Academia.edu, according to it’s ‘about’ page: ‘is a platform for academics to share research papers. The company’s mission is to accelerate the world’s research. Academics use Academia.edu to share their research, monitor deep analytics around the impact of their research, and track the research of academics they follow. Over 96 million academics have signed up to Academia.edu, adding 23 million papers. Academia.edu attracts over 62 million unique visitors a month.’
Now those numbers by anyone’s reckoning, are staggering, wouldn’t you agree? and if true, would give anyone who’s work appears on the site, a massive platform on which to present their research to the wider world of academia.
So with that in mind, I was somewhat perplexed when parts of Dr Davis’ article seemed very familiar to me, in fact, I could have written them myself.
This paragraph for example, which on first reading only stood out because I had noticed that the name ‘William Middleton Massie Lloyd’ was not one I had encountered before, and for good reason, as Dr Davis appears to have made an error in his identification of ‘Richard Myddleton Massie Lloyd’ (1751-1814), who actually commissioned Joseph Turner to build the first “Bryn Estyn Hall”.
I must admit, it did have me scratching my head at first, and thought the name mix-up was a simple error, or typo, but the paragraph’s wording, and it’s familiarity was something I simply could not ignore, as it was too similar to a paragraph that I had written for my book, which has not yet been published.
The above excerpt, from my book ‘Investiture Hill’ is indeed similar in its wording, but not markedly so, but when you consider that what is going to appear in the book is a more polished version of what I originally wrote, then things will hopefully become clearer.
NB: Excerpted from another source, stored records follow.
PR #1031, opened 2020-06-15
DCS-527 Hooking up covid unit pages to dashboard

andrewrlee:
The numbers will only become links if there is at least one case.

Also moving all list page urls to a prefix of `/current-covid-units/`
(The dashboard which is currently on `/current-covid-units` will still be accessible on the original url so
the new-nomis url doesn't need to be updated)

### DIFF
--- a/.circleci/config.yml
+++ b/.circleci/config.yml
@@ -64,7 +64,7 @@ executors:
     working_directory: ~/app
   builder:
     docker:
-      - image: circleci/node:12.16.1-buster-browsers
+      - image: circleci/node:12-buster-browsers
     working_directory: ~/app
 
 orbs:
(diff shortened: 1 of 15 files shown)


.circleci/config.yml
```diff
@@ -64,7 +64,7 @@ executors:
     working_directory: ~/app
   builder:
     docker:
-      - image: circleci/node:12.16.1-buster-browsers
+      - image: circleci/node:12-buster-browsers
```
andrewrlee, line 67: possibly controversial, but this doesn't tie the node version to a specific point release.
(so will actually upgrade to 12.18)

andrewrlee: (this was a bit of an accidental change but thought it might be worth leaving it in.)

PR #1039, opened 2020-06-15
DCS-539: warning icon made round using CSS

GurnankCheema:
Inserted CSS specifically for this element because there wasn't an option in the govuk warning component to target just the icon. Classes could be added to the component but only for the warning text not the icon.

### DIFF
--- a/sass/components/covid/dashboard.scss
+++ b/sass/components/covid/dashboard.scss
@@ -4,3 +4,9 @@
     width: 13%;
     float: left;
   }
+
+div[data-qa='refusingToShield'] .govuk-warning-text__icon {
+    padding-right: 10px;
+    padding-left: 10px;
+  }
+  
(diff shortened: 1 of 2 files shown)


sass/components/covid/dashboard.scss
```diff
@@ -3,4 +3,10 @@
     padding: 0 15px;
     width: 13%;
     float: left;
-  }
\ No newline at end of file
+  }
+
+div[data-qa='refusingToShield'] .govuk-warning-text__icon {
```
jsrobertson, line 8: Can see your predicament but it's best not to use anything other than styling classes for applying styles to an element.  If someone decides to change that `data-qa` tag in future, they're unlikely to know that it will have any effect on how something looks.

I'll help you have a look into what the actual problem is.

GurnankCheema: agreed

Reading through the rest of Dr Davis’ paper, I noticed that he had also included a number of images that were also very familiar to me, two of which are freely available on the internet, and therefore could have any number of sources, but one image Dr Davis has used – pictured below – I can state, with all confidence, has only one source.
That source is me.
I can state this because I created the image myself for inclusion in my book, in order to highlight the true location of the original Bryn Estyn Hall, and its proximity to other buildings in the parish, using an 1840 map of Beiston.
So where had Dr Davis, obtained the image?
At first, I admit I could not answer that question, but then I remembered a video I had uploaded to Youtube during July 2018, ‘The Forgotten History of the Bryn Estyn Estate – A Photographic Journey (1620-2018)’, which contained the image in question.
There is another image in that video, which left me in no doubt whatsoever, that Dr Davis has used information from my video to include in his paper, (which has appeared on academia.edu), because due to an typing error on my part, was also the source of his error in using ‘William’ (Middleton Massie Lloyd), instead of Richard, which I mentioned at the start of this article.
I have no objection whatsoever to anybody quoting my research in order to add something to an article or paper or book they have published, however, when an ‘academic’ publishes part of that work to a well-respected academic website with a readership of millions each month, and does not include the source of said information, i.e: myself – then that is an entirely different matter.
There is really no excuse not to quote the source of the information that Dr Davis has used, as my name was clearly stated below the Youtube video, but on the plus side, I had not previously noticed my error, and as a consequence have now removed the video.
So in conclusion, my original typographical error, has fortuiously proved that some ‘academics’, however qualified they may appear, are not only reluctant to quote the source of some of their research, but fail to cross-reference the information they use, and ultimately publish.